The main attack surfaces: (1) certificate theft — if a vehicle's contract certificate private key is extracted, it can be used to fraudulently charge on the victim's account; (2) relay attacks — the TLS session can theoretically be relayed to a legitimate charger by a malicious intermediary, though TLS 1.2/1.3 with proper certificate pinning mitigates this; (3) OCSP replay — if certificate revocation status (OCSP) responses are replayed, a revoked certificate may appear valid; (4) PKI root compromise — if the V2G root CA private key is compromised, all certificates in the hierarchy become untrustworthy. Defense: hardware security modules (HSMs) for key storage in the vehicle, certificate pinning, short-lived contract certificates (refreshed frequently), and regular OCSP stapling.

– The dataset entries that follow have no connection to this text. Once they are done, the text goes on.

Issue #383, opened 2019-04-27
add_host, add_groups, and add_defaults methods should re-initialize the Inventory object


brandomando:
While working on some documentation for the `add_hosts` in `inventory.py`, I realized that it is possible now to add a host to the inventory with groups that are not defined in the `Nornir.inventory.groups` object because the only time the check is run is when `Inventory` is initialized.

To resolve this, I would propose adding `self.__init__()` to the end of the method to re-initialize the inventory after each host or group is added to the inventory using the `add_host` or `add_group` methods to check for groups' existence (also since groups can be nested).

brandomando:
Fixed by https://github.com/nornir-automation/nornir/issues/384

PR #384, opened 2019-04-27
Fix add_host and add_group methods to re-initialize inventory

brandomando:
Referencing Issue #383 

Added line on `add_host` and `add_group` methods to re-initialize inventory.  Fixes the issue of being able to add undefined parent groups to hosts and groups when they are added dynamically using those methods of the `Inventory` class.

### DIFF
--- a/nornir/core/inventory.py
+++ b/nornir/core/inventory.py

Does ISO 15118 V2G (Vehicle-to-Grid) discharge work in India?

ISO 15118-20 (the 2022 update) adds bidirectional power transfer (V2G) capability. In India, V2G is technically possible with CCS2 infrastructure and ISO 15118-20 compliant EVs, but regulatory and metering frameworks do not yet support it. DISCOMS (distribution companies) are not currently set up to accept and meter power fed back from EVs, and grid codes do not include EV-as-storage provisions. V2G pilot projects are being evaluated, but commercial V2G availability in India is likely 3–5 years away from 2025.

Is ISO 15118 Plug and Charge available at Indian charging stations?

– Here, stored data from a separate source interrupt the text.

PR #385, opened 2019-04-29
Add Apache Kafka streaming function

bewing:


nornir/plugins/functions/stream/kafka.py
```diff
@@ -0,0 +1,78 @@
...
+        result: (:obj:`nornir.core.task.Result`)
+        topic (``str``): Topic to send on
+        bootstrap_servers (``str`` or ``[str, ...]``: Kafka brokers to bootstrap from
+        key: Key for the message, default the name of the :obj:`nornir.core.inventory.Host`
+        key_serializer: (``callable``): Function to serialize key to bytes.  Default is UTF-8
+        value_serializer (``callable``): Function to serialize result value to bytes.  Default is
+           a JSON dump of the result object, with objects de-referenced.
+        **kwargs: keyword args to pass into :obj:`kafka.producer.kafka.KafkaProducer`
+    """
+    with LOCK:
```
bewing: Not 100% sure this lock is necessary since we're not dealing with screen I/O, and we create a `Producer` object for each call.

nornir/core/task.py
```diff
@@ -174,6 +175,7 @@ def __init__(
         self.exception = exception
         self.name = None
         self.severity_level = severity_level
+        self.timestamp = datetime.datetime.now(datetime.timezone.utc)
```
dbarrosop: I am curious about this, you added it but don't seem to be using it anywhere

bewing: The primary use-case for me is "poor man's telemetry", meaning running getters on a schedule, timestamping them, and using a pipeline to eventually process them into other datastores (ELK, etc).  Having the timestamp of when the result was generated helps to order the results, in the case where a large number of them result in batching inside the producer.

If you think that's unnecessary, I'd be happy to insert the timestamp inside _`send_single_result`

dbarrosop: It's all good, just realized you added this to the `Result` class, I misread it yesterday and thought it was being added to the `Task` class.

nornir/plugins/functions/stream/kafka.py
dbarrosop: If we are unsure I'd suggest removing it and adding it later as the lock is going to create some contention

dbarrosop:
Not sure if you are familiar with jupyter but I'd like to have something like this:

https://github.com/nornir-automation/nornir/blob/develop/docs/plugins/tasks/version_control/gitlab.ipynb

which serves as both docs and tests:

https://nornir.readthedocs.io/en/stable/plugins/tasks/version_control/gitlab.html

dbarrosop:

Issue #386, opened 2019-04-30
Create napalm_rollback task.


jchristopher327:
Hey,

I wanted to utilize Napalm's rollback feature and didn't see it as part of Nornir. I have the code for this but wanted to see if it's worth having a function in Napalm that compares the rollback config to the running config. I think this would involve creating a new function in Napalm and then updating Nornir to use that function. The benefit of this is to have the user see what the rollback changes will be before executing the rollback.

If this is outside the scope of the request (very likely), let me know and I'll create the PR for `napalm_rollback`.

Thanks.

ktbyers:
That sounds reasonable to me. So have it as far as creating a PR.

ogenstad:
Closing as stale, please open a new request if this is still needed.

PR #387, opened 2019-04-30
add napalm_rollback

jchristopher327:
Implements #386

### DIFF
--- a/nornir/plugins/tasks/networking/napalm_rollback.py
+++ b/nornir/plugins/tasks/networking/napalm_rollback.py
@@ -1,16 +1,16 @@
 from nornir.core.task import Result, Task
 
 
-def napalm_rollback(task: Task, rollback: bool = False) -> Result:
+def napalm_rollback(task: Task, dry_run: bool = None) -> Result:
     """
     Rollback device configuration using napalm
 
     Arguments:
-        rollback: whether to rollback the configuration or not
+        dry_run: whether to rollback the configuration or not
     """
     device = task.host.get_connection("napalm", task.nornir.config)
 
-    if rollback:
+    if dry_run:
         device.rollback()
 
     return Result(host=task.host)
--- a/nornir/plugins/tasks/networking/napalm_rollback.py
+++ b/nornir/plugins/tasks/networking/napalm_rollback.py
@@ -1,0 +1,18 @@
+from typing import Optional
+
+from nornir.core.task import Result, Task
+
+
+def napalm_rollback(task: Task, rollback: bool = False) -> Result:
+    """
+    Rollback device configuration using napalm
+
+    Arguments:
+        rollback: whether to rollback the configuration or not
+    """
+    device = task.host.get_connection("napalm", task.nornir.config)
+
+    if rollback:
+        device.rollback()
+
+    return Result(host=task.host)
--- a/nornir/plugins/tasks/networking/napalm_rollback.py
+++ b/nornir/plugins/tasks/networking/napalm_rollback.py
@@ -1,5 +1,3 @@
-from typing import Optional
-
 from nornir.core.task import Result, Task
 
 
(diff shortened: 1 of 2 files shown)


nornir/plugins/tasks/networking/napalm_rollback.py
```diff
@@ -0,0 +1,16 @@
+from nornir.core.task import Result, Task
+
+
+def napalm_rollback(task: Task, rollback: bool = False) -> Result:
+    """
+    Rollback device configuration using napalm
+
+    Arguments:
+        rollback: whether to rollback the configuration or not
```
dbarrosop: Instead of a `rollback` parameter it'd be nice to have a `dry_run` instead, pretty much following the same pattern as `napalm_configure`: https://github.com/nornir-automation/nornir/blob/fee75ff2902e1a6af72a6981b2dbbff9be7e290d/nornir/plugins/tasks/networking/napalm_configure.py

jchristopher327: OK, will do. Any preference on what the default should be for `dry_run`? I'm thinking `True` since false won't doesn't provide any feedback to the user on what changes will be rolled back.

dbarrosop: Default should be `None` like with `napalm_configure`.

jchristopher327: Ok, all set.

dbarrosop:
It'd be also nice to create a jupyter notebook to document and test this. Not sure if you are familiar with it. This serves as both documentation (https://nornir.readthedocs.io/en/stable/plugins/tasks/version_control/gitlab.html) and also tests. I can help out with the details of dealing with jupyter notebooks and mocking napalm if you unfamiliar with that.

dbarrosop:
If you don't have the time for that let me know.

jchristopher327:
Unfortunately I'm not familiar with Jupyter, but have the time to get familiar. I was just looking at a few of the howto examples. Is there one that shows mocked configuration data? I see the handling connections howto showing mocked data but it's for facts and not config.

In any case, let me know how to best proceed.

dbarrosop:
For config it's pretty much the same way. Check here;

https://github.com/napalm-automation/napalm-ansible/tree/develop/tests/napalm_install_config/mocked/replace.dry_run.change

and

https://github.com/napalm-automation/napalm-ansible/tree/develop/tests/napalm_install_config/mocked/merge.error

The compare_config is the only method that will return something, the rest will either be just an empty dict or an error as in the second example.

jchristopher327:
I just took a look over the two links and unfortunately I can't make sense of it :(

dbarrosop:
Mmm, any questions or anything I can help with? Happy to help but I'd need to know what you did/tried or if there is anything in particular that is confusing.

jchristopher327:
This is one of those "I don't have any questions because I didn't understand it" situations as I'm not familiar with tests or mocking data. When I looked at the two links you sent, I couldn't figure out how that was able to test whether the rollback code works or not.

dbarrosop:
1. Here is an example of a jupyter notebook: https://github.com/nornir-automation/nornir/tree/develop/docs/plugins/tasks/version_control
2. To mock napalm you use the mock driver, specify the path to the mocked data in the inventory and then mock the data. For instance, in the inventory:
```
connection_options:
    napalm:
         platform: mock
         extras:
               optional_args:
                     path: path/to/folder/with/mocked/data
```

Then, in that path, data like this: 
https://github.com/napalm-automation/napalm-ansible/tree/develop/tests/napalm_install_config/mocked/replace.dry_run.change

When a function doesn't return anything the contents is `{}` unless you are emulating an error.

You have plenty of examples here:

https://github.com/napalm-automation/napalm-ansible/tree/develop/tests/napalm_install_config/mocked

dbarrosop:

PR #388, opened 2019-05-01
Fix markup for links to external resources

vincentbernat:
Text and links are swapped in the "external resources" section.


dmfigol:
Thank you for the contribution!

PR #390, opened 2019-05-04
experiment with asyncio

dbarrosop:
A few things this PR tackles:

1. I don't like the relation between `Nornir` <-> `Task` and <-> the functions that the task calls. There are is basically a circular dependendency so I tried to clean that bit while playing with this. To avoid breaking things and allowing us to experiment I have decided to start a `beta` submodule where we can experiment with new features with changes to the API without guaranteeing stability.
2. With this change the idea is that `Nornir` is responsible of gluing all the data together (config, state, inventory) but it's not responsible of implementing any logic to run anything, that's responsibility of the `TaskRunner`.
3. I added a decorator to extend the logic of how to run tasks (added a `with_retries` that basically retries tasks N times if an exception is returned)
4. Added support for async tasks

See [test.py](https://github.com/nornir-automation/nornir/pull/390/files#diff-b284a28710cce90d9d9be3a7f4cabc8e) for examples.

The `TaskRunner` object will get a bunch of parameters to the class itself (the function to run,  num_workers, hosts to run, etc.) and then its `run` method will receive another bunch of arguments that will basically be passed as they are to the function to run. For instance:

```
result = TaskRunner(
    nornir=nornir.filter(F(...)),
    task=napalm_get,
).run(
    filters=["interfaces"]
)
```

Note: This code is far from complete, we need to figure out which data to return and how.


dbarrosop:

As of 2025, very few Indian public chargers support ISO 15118 Plug and Charge. Most public DC fast chargers in India use OCPP (Open Charge Point Protocol) with RFID or app-based payment. Some premium chargers (Tata Power, Ather grid upgrades) are implementing ISO 15118 support. Vehicle-side support exists in some imported EVs (Hyundai Ioniq series, Porsche, Audi) but not yet in most domestic EV models. Full PnC ecosystem deployment in India requires PKI infrastructure, eMSP contracts, and charger firmware upgrades — a 2–4 year deployment horizon from 2025.